:: EXERCISE AIM ::
In this exercise, every entry is to be copied exactly.

:: INPUT DATA ::
------------------------------

PR #1209, opened 2020-02-07
Code standard changes for Lexer

jsmall-nvidia:
* Module local functions/static functions _ prefix
* m_ prefix member variables for classes with ctor/ (significant) methods
* Method names upper camel -> lower camel

### DIFF
--- a/source/slang/slang-lexer.cpp
+++ b/source/slang/slang-lexer.cpp
@@ -31,44 +31,44 @@ namespace Slang
     }
 
     TokenSpan::TokenSpan()
-        : mBegin(NULL)
-        , mEnd  (NULL)
+        : m_begin(nullptr)
+        , m_end  (nullptr)
     {}
 
     TokenReader::TokenReader()
-        : mCursor(NULL)
-        , mEnd   (NULL)
+        : m_cursor(nullptr)
+        , m_end   (nullptr)
     {}
 
 
-    Token& TokenReader::PeekToken()
+    Token& TokenReader::peekToken()
     {
-        return nextToken;
+        return m_nextToken;
     }
 
-    TokenType TokenReader::PeekTokenType() const
+    TokenType TokenReader::peekTokenType() const
     {
-        return nextToken.type;
+        return m_nextToken.type;
     }
 
-    SourceLoc TokenReader::PeekLoc() const
+    SourceLoc TokenReader::peekLoc() const
     {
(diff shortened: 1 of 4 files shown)


source/slang/slang-lexer.cpp
```diff
@@ -989,182 +989,182 @@ namespace Slang
...
+            case '=': _advance(lexer); return TokenType::OpAddAssign;
             default:
                 return TokenType::OpAdd;
             }
 
         case '-':
-            advance(lexer);
-            switch(peek(lexer))
+            _advance(lexer);
+            switch(_peek(lexer))
```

------------------------------

:: SOLVED PROBLEM ::
PR #1209, opened 2020-02-07
Code standard changes for Lexer

jsmall-nvidia:
* Module local functions/static functions _ prefix
* m_ prefix member variables for classes with ctor/ (significant) methods
* Method names upper camel -> lower camel

### DIFF
--- a/source/slang/slang-lexer.cpp
+++ b/source/slang/slang-lexer.cpp
@@ -31,44 +31,44 @@ namespace Slang
     }
 
     TokenSpan::TokenSpan()
-        : mBegin(NULL)
-        , mEnd  (NULL)
+        : m_begin(nullptr)
+        , m_end  (nullptr)
     {}
 
     TokenReader::TokenReader()
-        : mCursor(NULL)
-        , mEnd   (NULL)
+        : m_cursor(nullptr)
+        , m_end   (nullptr)
     {}
 
 
-    Token& TokenReader::PeekToken()
+    Token& TokenReader::peekToken()
     {
-        return nextToken;
+        return m_nextToken;
     }
 
-    TokenType TokenReader::PeekTokenType() const
+    TokenType TokenReader::peekTokenType() const
     {
-        return nextToken.type;
+        return m_nextToken.type;
     }
 
-    SourceLoc TokenReader::PeekLoc() const
+    SourceLoc TokenReader::peekLoc() const
     {
(diff shortened: 1 of 4 files shown)


source/slang/slang-lexer.cpp
```diff
@@ -989,182 +989,182 @@ namespace Slang
...
+            case '=': _advance(lexer); return TokenType::OpAddAssign;
             default:
                 return TokenType::OpAdd;
             }
 
         case '-':
-            advance(lexer);
-            switch(peek(lexer))
+            _advance(lexer);
+            switch(_peek(lexer))
```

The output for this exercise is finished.